┏━━
PR #964, opened 2025-01-15
Add package management with helm explanation

berkayoz:
Adds the explanation page on package management with helm.

Not sure on the placement of this explanation page, where should this reside in?

### DIFF
--- a/docs/src/snap/explanation/package-management.md
+++ b/docs/src/snap/explanation/package-management.md
@@ -1,0 +1,126 @@
+# Package management with Helm
+
+There are multiple ways of installing and managing packages in Kubernetes.
+This explanation covers the popular package management tool [Helm][] and
+provides details on using Helm with {{product}}.
+
+## Installing Helm
+
+Please check out the upstream documentation for [installing Helm CLI][].
+
+## Charts
+
+[Charts][] are the packaging format used by Helm. A chart is a collection of 
+Kubernetes resource manifests related to an application or to a group of 
+applications that can be packaged into versioned archives. 
+Charts utilize templating and template variables called "values" to enable 
+customization of the resources.
+
+## Chart repository
+
+The [Chart repository][] is a web server that usually consists of an index and 
+packaged charts. Repositories are the preferred way of distributing charts.
+
+A Helm repository can be added to the local client with:
+
+```
+helm repo add <repository-name> <repository-url>
+```
+This command fetches the index from the repository and
+stores it in a cache directory.
+This index is used when doing an installation or performing an upgrade.
+
+Update the cached index regularly to get the latest list of
+available charts and versions.
+Run the following command before performing an upgrade:
+
+```
+helm repo update
+```
+
+## Installing and managing charts
+
+A [Helm installation][] consists of templates with configurable values that are
+rendered into standard Kubernetes resource manifests.
+
+User supplied values are defined in the `values.yaml` file that contains
+defaults, which can be overwritten by users at install time.
+
+View the configuration of a chart's `values.yaml`:
+
+```
+helm show values <repository-name>/<chart-name>
+```
+
+Helm charts can be installed on any Kubernetes cluster, including {{product}}
+because Helm uses a kubeconfig file just like `kubectl` to apply
+the generated manifests to the cluster.
+
+```{note}
+Retrieve a kubeconfig for your {{product}} cluster in accordance to
+your installation method.
+The kubeconfig file can be placed under the default `~/.kube/config` path.
+Alternatively, set the `--kubeconfig <path/to/kubeconfig>` flag to
+point Helm to the kubeconfig file.
+```
+
+A chart installation can be performed with:
+
+```
+helm install <release-name> <repository-name>/<chart-name> --version <version> --values <path/to/values.yaml> --namespace <namespace>
+```
+
+```{note}
+Helm will use the latest available version of a chart if
+the `--version` flag is emitted.
+```
+
+A single chart can be used to install an application multiple times.
+Each Helm installation creates a **Release**,
+which is a group of Kubernetes resources that is managed by Helm.
+The `<release-name>` is used in templates to generate unique
+Kubernetes resources so the same chart can be used for multiple installations.
+
+Existing releases under a namespace can be listed with:
+
+```
+helm list --namespace <namespace>
+```
+
+Upgrading a release with a newer version of a chart is similar
+to the installation process. An [upgrade][] can be performed with:
+
+```
+helm upgrade <release-name> <repository-name>/<chart-name> --version <version> --values <path/to/values.yaml> --namespace <namespace>
+```
+
+```{note}
+The upgrade command can also be used to change the values of an existing release without having to upgrade to a newer version.
+```
+
+Each upgrade operation creates a new release revision.
+This makes rollbacks possible in case things go wrong and
+there is a need to go back to the previous state of a release.
+
+A [rollback][] can be performed with:
+
+```
+helm rollback <release-name> <revision> --namespace <namespace>
+```
+
+A release can be [uninstalled][] from the cluster with:
+
+```
+helm uninstall <release-name> --namespace <namespace>
+```
+
+<!-- LINKS -->
+
+[Helm]: https://helm.sh/
+[installing Helm CLI]: https://helm.sh/docs/intro/install/
+[Charts]: https://helm.sh/docs/topics/charts/
+[Chart repository]: https://helm.sh/docs/topics/chart_repository/
+[helm installation]: https://helm.sh/docs/helm/helm_install/
+[upgrade]: https://helm.sh/docs/helm/helm_upgrade/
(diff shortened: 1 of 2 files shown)


docs/src/snap/explanation/package-management.md
```diff
@@ -0,0 +1,95 @@
+# Package management with Helm
+
+There are multiple ways of installing and managing packages on Kubernetes. This explanation covers the popular package management tool [Helm][] and provides details on using Helm with {{product}}.
```
HomayoonAlimohammadi, line 3: I might be terribly wrong here, but the line length is more than 80. I don't know why the linting passed, but I think it happened for me before as well (because now that I'm reviewing some of my old docs I see the line length issue).

HomayoonAlimohammadi, line 3: Just out of curiosity. Why do we have `[Helm][]`? Isn't `[Helm]` enough?

docs/src/snap/explanation/package-management.md
```diff
@@ -0,0 +1,95 @@
...
+
+```
+helm upgrade <release-name> <repository-name>/<chart-name> --version <version> --values <path/to/values.yaml> --namespace <namespace>
+```
+
+```{note}
+The upgrade command can also be used to change the values of an existing release without having to upgrade to a newer version.
+```
+
+Each upgrade operation will create a new revision for that release. This makes rollbacks possible in case things go wrong and there is a need to go back to the previous state of a release.
```
louiseschmidtgen, line 71:
```suggestion
Each upgrade operation creates a new release revision enabling to the previous state.
```

docs/src/snap/explanation/package-management.md
```diff
@@ -0,0 +1,95 @@
...
+
+A [rollback][] can be performed with:
+
+```
+helm rollback <release-name> <revision> --namespace <namespace>
+```
+
+Releases can be totally removed from the cluster with an [uninstallation][].
+
+A release can be uninstalled with:
```
louiseschmidtgen, line 81:
```suggestion
A release can be [uninstalled][] from the cluster with:
```
Let's embed the link:

docs/src/snap/explanation/package-management.md
```diff
@@ -0,0 +1,95 @@
+# Package management with Helm
```
louiseschmidtgen, line 1:
```suggestion
# Package management with helm
```
Sentence case in our header. Otherwise we need to capitalize Helm in the entire doc

louiseschmidtgen (commented):
Great work Berkay, this provides a great introduction into helm!
I've got some suggestions:

docs/src/snap/explanation/package-management.md
```diff
@@ -0,0 +1,95 @@
...
+
+`values.yaml` of a chart can be viewed with: 
+```
+helm show values <repository-name>/<chart-name>
+```
+
+Helm uses a kubeconfig file just like `kubectl` to apply the generated manifests to the cluster. This means charts can be installed to any Kubernetes cluster, including {{product}}. 
+
+```{note}
+Retrieve a kubeconfig for your {{product}} cluster in accordance to your installation method. The kubeconfig file can be placed under the default `~/.kube/config` path or `--kubeconfig <path/to/kubeconfig>` flag can be used point Helm to the kubeconfig file.
```
HomayoonAlimohammadi, line 40: Do we need to change this part?
`Retrieve a kubeconfig for your {{product}} cluster in accordance to your installation method`. It seems a bit off.

HomayoonAlimohammadi: We may also mention the `KUBECONIG` env

HomayoonAlimohammadi (commented):
I honestly enjoyed (and learned a lot) reading through this one. Very good job!
Left some minor comments and questions.

eaudetcobello:
It looks like you're missing `sudo k8s` before all the commands? `sudo k8s helm`

docs/src/snap/explanation/package-management.md
```diff
@@ -0,0 +1,95 @@
...
+[Charts][] are the packaging format used by Helm. A chart is a collection of Kubernetes resource manifests related to an application or to a group of applications that can be packaged into versioned archives. Charts utilize templating and template variables called "values" to enable customization of the resources. They can be used to deploy simple applications like a web server or something complex such as a web application and all of it's requirements. 
+
+## Chart repository
+
+[Chart repository][] is a web server that usually consists of an index and packaged charts. Repositories are the preferred way of distributing charts.
+
+A helm repository can be added to the local client with:
+
+```
+helm repo add <repository-name> <repository-url>
```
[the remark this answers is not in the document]
berkayoz: In the long term we do not want to ship/support Helm in our snap package.
Additionally this guide is applicable for all installation methods (currently placed under the snap folder but the card mentions it should be general) where `k8s <command>` does not exist/is not applicable . 

The users should install Helm by upstream instructions. We can mention and add a link to the installation page.

docs/src/snap/explanation/package-management.md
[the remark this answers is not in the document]
berkayoz: There isn't an exact "how to get your kubeconfig" page, this is usually the part of installation. Any suggestions on what to link here?

docs/src/snap/explanation/package-management.md
```diff
@@ -0,0 +1,95 @@
...
+
+```
+helm install <release-name> <repository-name>/<chart-name> --version <version> --values <path/to/values.yaml> --namespace <namespace>
+```
+
+```{note}
+Helm will install the latest available version on a repository if the `--version` flag is emitted.
+```
+
+A single chart can be used to install an application multiple times. Each helm installation creates a **Release**, which are the created Kubernetes resources that are managed by helm. `<release-name>` is used in templates to generate unique Kubernetes resources so the same chart can be used for multiple installations. Helm stores certain metadata on the cluster to maintain the state of releases.
```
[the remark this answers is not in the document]
berkayoz: The `is` changes did not make sense to me, I tried to reword it by guessing what you meant

docs/src/snap/explanation/package-management.md
berkayoz: The suggestion here seems to be incomplete? (More specifically the second part about rollbacks)

docs/src/snap/explanation/package-management.md
berkayoz: I'm not sure on this, Helm is a special name like Kubernetes. I've capitalized it in the entire doc.
I'd appreciate thoughts on this from @nhennigan

docs/src/snap/explanation/package-management.md
berkayoz: Good point, seems like I've missed this on my snap troubleshooting docs as well. Did we have a change of thoughts on this @nhennigan

berkayoz: I think they both work, I looked at existing files on how we embed links. Seems like we have both of these in the files and this is inconsistent. @nhennigan Should we decide and stick to one of these?

docs/src/snap/explanation/package-management.md
berkayoz: I'm not sure how to word that better, users would have to get a kubeconfig for their cluster. Also I don't think mentioning `KUBECONFIG` is needed, that feels out of scope for this page. (Maybe even the entire bit about getting a kubeconfig) Not sure where to draw the line between this turning into an how-to vs an explanation

docs/src/snap/explanation/package-management.md
nhennigan: Helm is a product name so it will have to be capitalized throughout the entire doc

docs/src/snap/explanation/package-management.md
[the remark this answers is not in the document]
nhennigan: +1 to keeping it generic as we do not want to ship/support Helm in our snap package. The thought here was that we often tell users to use Helm packages so this explanation page is for users who may not be familiar with package management and they can go to the Helm official page for the install etc

docs/src/snap/explanation/package-management.md
```diff
@@ -0,0 +1,94 @@
...
+
+Update the cached index regularly to get the latest list of available charts and versions. Run the following command before performing an upgrade:
+
+```
+helm repo update
+```
+
+## Installing and managing charts
+
+A [helm installation][] consists of templates with configurable values that are rendered into standard Kubernetes resource manifests.
```
nhennigan, line 28: nit: Helm installation

nhennigan (commented):
Small nit change needed but besides that its good to go :cat:

bschimke95 (approved):
LGTM, minor nits

docs/src/snap/explanation/package-management.md
nhennigan: I think we can fix the lint issues as we come across them. I will also look into the linter. It has brought up other issues so I can't see how it didn't with this page.

bschimke95 (approved):
LGTM

PR #973, opened 2025-01-16
Allow specifying service env variables

petrutlucian94:
We're adding a mechanism to specify custom service env variables:
  ``/var/snap/k8s/common/args/${service_name}-env``

Note that this feature is already supported by microk8s[1] and documented by k8s-dqlite[2].

[1] https://github.com/canonical/microk8s/blob/master/microk8s-resources/wrappers/run-k8s-dqlite-with-args#L38-L43
[2] https://github.com/canonical/k8s-snap/blob/4615c0377b85e6708ffa144b4667b2dd0fb252cf/k8s/lib.sh#L184-L194

### DIFF
--- a/k8s/lib.sh
+++ b/k8s/lib.sh
@@ -191,7 +191,7 @@ k8s::common::execute_service() {
 
   set -xe
   if [[ -f "${SNAP_COMMON}/args/${service_name}-env" ]]; then
-    declare -a env_vars="$(cat "${SNAP_COMMON}/args/${service_name}-env")"
+    mapfile -t env_vars < "${SNAP_COMMON}/args/${service_name}-env"
     exec env -S "${env_vars[@]}" "${SNAP}/bin/${service_name}" "${args[@]}"
   else
     exec "${SNAP}/bin/${service_name}" "${args[@]}"
--- a/k8s/lib.sh
+++ b/k8s/lib.sh
@@ -190,7 +190,12 @@ k8s::common::execute_service() {
   declare -a args="($(cat "${SNAP_COMMON}/args/${service_name}"))"
 
   set -xe
-  exec "${SNAP}/bin/${service_name}" "${args[@]}"
+  if [[ -f "${SNAP_COMMON}/args/${service_name}-env" ]]; then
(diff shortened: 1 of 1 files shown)


k8s/lib.sh
```diff
@@ -189,8 +189,14 @@ k8s::common::execute_service() {
   # Source arguments and substitute environment variables. Will fail if we cannot read the file.
   declare -a args="($(cat "${SNAP_COMMON}/args/${service_name}"))"
 
-  set -xe
-  exec "${SNAP}/bin/${service_name}" "${args[@]}"
+  if [[ -f "${SNAP_COMMON}/args/${service_name}-env" ]]; then
+    set -xe
```
eaudetcobello, line 193: move set -xe to outside the conditional block, since it's repeated in both branches

petrutlucian94: Right away. Tbh, I wanted to avoid having the ``if`` check under ``set -x`` so that the log output would not become too verbose.

k8s/lib.sh
```diff
@@ -190,7 +190,12 @@ k8s::common::execute_service() {
   declare -a args="($(cat "${SNAP_COMMON}/args/${service_name}"))"
 
   set -xe
-  exec "${SNAP}/bin/${service_name}" "${args[@]}"
+  if [[ -f "${SNAP_COMMON}/args/${service_name}-env" ]]; then
+    declare -a env_vars="$(cat "${SNAP_COMMON}/args/${service_name}-env")"
```
eaudetcobello, line 194: See https://ss64.com/bash/mapfile.html for an idiomatic way to do this

```
mapfile -t env_vars < "${SNAP_COMMON}/args/${service_name}-env"
```

k8s/lib.sh
eaudetcobello: No worries, it's a nit

k8s/lib.sh
petrutlucian94: It seems to have exactly the same behavior but sure, I can use that.

eaudetcobello: Yes I tested both, your solution works too.

PR #24, opened 2021-03-18
Restore ShenandoahVerify functionality for generational mode

earthling-amzn:
### Summary
1. Add remembered set to verifier roots for young generation collections
2. Don't follow pointers outside the generation during verify traversals
3. Verify generation's `used` value
4. Correct errors in computing a generation's `used` values

### Testing
1. Dacapo suite completes without verification errors
2. hotspot_gc_shenandoah completes without verification errors

---------
### Progress

### Reviewers
 * [Roman Kennke](https://openjdk.java.net/census#rkennke) (@rkennke - **Reviewer**) ⚠️ Review applies to b4d1ea782a46d96b955fec7e6ea698224d102dc3

### Download
To checkout this PR locally:
`$ git fetch https://git.openjdk.java.net/shenandoah pull/24/head:pull/24`
`$ git checkout pull/24`

To update a local copy of the PR:
`$ git checkout pull/24`
`$ git pull https://git.openjdk.java.net/shenandoah pull/24/head`

### DIFF
--- a/src/hotspot/share/gc/shenandoah/shenandoahHeapRegion.cpp
+++ b/src/hotspot/share/gc/shenandoah/shenandoahHeapRegion.cpp
@@ -816,7 +816,7 @@ public:
   }
 };
 
-void ShenandoahHeapRegion::promote() {
+size_t ShenandoahHeapRegion::promote() {
   assert(SafepointSynchronize::is_at_safepoint(), "must be at a safepoint");
 
   ShenandoahHeap* heap = ShenandoahHeap::heap();
@@ -825,6 +825,9 @@ void ShenandoahHeapRegion::promote() {
   assert(affiliation() == YOUNG_GENERATION, "Only young regions can be promoted");
 
   UpdateCardValuesClosure update_card_values;
+  ShenandoahGeneration *old_generation = heap->old_generation();
+  ShenandoahGeneration *young_generation = heap->young_generation();
+
   if (is_humongous_start()) {
     oop obj = oop(bottom());
     assert(marking_context->is_marked(obj), "promoted humongous object should be alive");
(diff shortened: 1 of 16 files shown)


src/hotspot/share/gc/shenandoah/shenandoahHeapRegion.cpp
```diff
@@ -825,6 +825,9 @@ void ShenandoahHeapRegion::promote() {
   assert(affiliation() == YOUNG_GENERATION, "Only young regions can be promoted");
 
   UpdateCardValuesClosure update_card_values;
+  ShenandoahGeneration *old_generation = heap->old_generation();
```
rkennke, line 828: We usually use Type* var instead of Type *var notation.

src/hotspot/share/gc/shenandoah/shenandoahRootVerifier.cpp
```diff
@@ -109,6 +110,12 @@ void ShenandoahRootVerifier::oops_do(OopClosure* oops) {
     ShenandoahStringDedup::oops_do_slow(oops);
   }
 
+  ShenandoahHeap *heap = ShenandoahHeap::heap();
```
rkennke, line 113: Same as above. Use ShenandoahHeap* heap. Occurs a few times in this file.

src/hotspot/share/gc/shenandoah/shenandoahScanRemembered.inline.hpp
```diff
@@ -573,4 +573,40 @@ ShenandoahScanRemembered<RememberedSet>::cluster_for_addr(HeapWordImpl **addr) {
...
+    _cl->do_oop(o);
+  }
+};
+
+template<typename RememberedSet>
+inline void ShenandoahScanRemembered<RememberedSet>::oops_do(OopClosure *cl) {
+  ShenandoahOopIterateAdapter adapter(cl);
+  ShenandoahHeap* heap = ShenandoahHeap::heap();
+  for (size_t i = 0, n = heap->num_regions(); i < n; ++i) {
+    ShenandoahHeapRegion* region = heap->get_region(i);
```
rkennke, line 596: And in this file too. Please check the whole change for this pattern ;-)

earthling-amzn:
@rkennke - to answer your question about testing. The generational mode has failures if the test causes a FullGC to run (this expected). It also looks like there may be an issue with `UseStringDeduplication`, but we haven't investigated this yet. Apart from those failures we pass ~200 out of 234 hotspot_gc_shenandoah tests.

rkennke:
> @rkennke - to answer your question about testing. The generational mode has failures if the test causes a FullGC to run (this is expected right now). It also looks like there may be an issue with `UseStringDeduplication`, but we haven't investigated this yet. Apart from those failures we pass ~200 out of 234 hotspot_gc_shenandoah tests.

Very nice! Maybe it would be worth to add run configurations to the tests that are expected to pass under hotspot_gc_shenandoah_generational?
┗━━
_EXERCISE PROMPT:_ Using the data above, return every line that contains the string "ways".

_RESPONSE AREA:_
+There are multiple ways of installing and managing packages in Kubernetes.
+There are multiple ways of installing and managing packages on Kubernetes. This explanation covers the popular package management tool [Helm][] and provides details on using Helm with {{product}}.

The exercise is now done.